Regression is a broad term that encompasses any statistical methods or techniques that model the relationship between two variables. At the core of a regression analysis is the process of fitting a model to the data. Through a regression analysis, we will use a set of methods to estimate the best equation that relates X to Y.

The end goal of regression is typically prediction. If you have an equation that describes how variable X relates to variable Y, you can use that equation to predict variable Y. This, however, does not imply causation. Likewise, similar to correlation, we can have cases in which a spurious relationship exists. But by understanding the theory behind the relationship (do we believe that these two variables should be related?) and through metrics that determine the strength of our best fit (to what degree does the equation successfully predict variable Y?), we can successfully use regression for prediction purposes.

I cannot stress enough that obtaining a best fit through a regression analysis does not imply causation and, many times, the results from a regression analysis can be misleading. Careful thought and consideration should be given when using the result of a regression analysis; use common sense. Is this relationship realistically expected?

Types of Regression

The most common and probably the easiest method of fitting, is the linear fit. Linear regression, as it is commonly called, attempts to fit a straight line to the data. As the name suggests, use this method if the data looks linear and the residuals (error estimates) of the model are normally distributed (more on this below). We want to again begin by plotting our data.

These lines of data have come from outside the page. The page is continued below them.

PR #606, opened 2023-08-31
Implemented the fallback for the case when no modern fonts provided

### LINKED ISSUE #600: Game fails to work if fonts for new font engine are missing
**Describe the issue**

Attempt to play the game with old assets without `fonts` directory leads the assert at the FontManager code.

**Example Case**

Screenshot_20230828-165244_TheXTech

Three graphs: Linear, Linear, and Non-linear
The figure on the left shows an example of a positive linear relationship, the middle shows a negative linear relationship, and the right shows a non-linear relationship. 
Credit: J.Roman

The figures above show you two examples of linear relationships in which linear regression would be suitable and one example of a nonlinear relationship in which linear regression would be ill-suited. So what do we do for non-linear relationships? We can fit other equations to these curves, such as quadratic, exponential, etc. These are generally lumped into a category called non-linear regression. We will discuss non-linear regression techniques along with multi-variable regression in the future. For now, let’s focus on linear regression.

Interpolation vs. Extrapolation

There are a number of reasons to fit a model to your data. One of the most common is the ability to predict Y based on an observed value of X. For example, we may believe there is a linear relationship between the temperature at Station A and the temperature at Station B. Let’s say we have 50 observations ranging from 0-25. When we fit the data, we are interpolating between the observations to create a smooth equation that allows us to insert any value from Station A, whether it has been previously observed or not, to estimate the value from Station B. We create a seamless transition between actual observations from variable X and values that have not occurred yet. This interpolation occurs, however, only over the range in which the inputs have been observed. If the model is fitted to data from 0-25, then the interpolation occurs between the values of 0 and 25.

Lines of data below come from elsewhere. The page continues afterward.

PR #619, opened 2023-10-05
Refactor for BlockHit()

ds-sloth:
This PR attempts to preserve the existing logic precisely, only refactoring the code to be easier to read.

This refactors the `BlockHit()` method for two purposes:
(1) Removes the dead NPC spawn code for ancient `Block_t::Special` values between 100 and 999. The cases 101, 104, and 201 could still exist in SMBX64, and code to recreate them is added to the main NPC spawn code section. PGE-FL should be modified (also after our 1.3.6.1 release) to no longer replace these values so that we can maintain compatibility with SMBX64.
(2) Cleaned up duplicated logic for replacing powers with a base power if a player was small.


Wohlstand:
> The cases 101, 104, and 201 could still exist in SMBX64

The SMBX64 already proceeds these ancient spawn codes between 101 and to 106 to spawn NPCs. By my memory, PGE-FL already replaces these ancient codes from files with modern codes.

Wohlstand:
EDIT: Yes, PGE-FL already [DOES](https://github.com/WohlSoft/PGE-File-Library-STL/blob/master/file_rw_lvl.cpp#L339-L386) this, so, the game never gets these ancient codes being written as-is. They already replaced with modern codes.

ds-sloth:
> PGE-FL already does this

That's a problem for compatibility with SMBX64. SMBX64 converts codes 102, 103, 105, and 106 to modern codes, but still uses the legacy logic for codes 101, 104, and 201 if they are present in the level file. For compatibility, PGE-FL should pass those three codes to the game (as -101, -104, and -201).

Extrapolation occurs when you want to estimate the value of Y based on a value of X that’s outside the range in which the model was created. Using the same example, this would be for values less than 0 or greater than 25. We take the model and extend it to values outside of the observed data range.

Assuming that this pattern holds for data outside the observed range is a very large assumption. It could be that the variables outside this range follow a similar shape, such as linear, but the parameters of the equation could be entirely different. Alternatively, it could be that the variables outside of this range follow a completely different shape. It could be that the data follows a linear shape for one portion and an exponential fit for another, requiring two distinctly different equations. Although we won’t be focusing on predicting in this lesson, I want to make it clear the difference between interpolation and extrapolation, as we will indirectly employ this throughout the lesson. For now, I suggest only using a model from a regression analysis when the values are within the range of data it was created with (both for the independent variable, X, and dependent variable, Y). 

Normality Assumption

When you perform a linear regression, the residuals (error estimates-this will be discussed in more detail later on) of the model must be normally distributed. This is more important later on for more advanced analyses. For now, I suggest creating a histogram of the residuals to visually test for normality or if your dataset is large enough you can use the central limit theory and assume normality.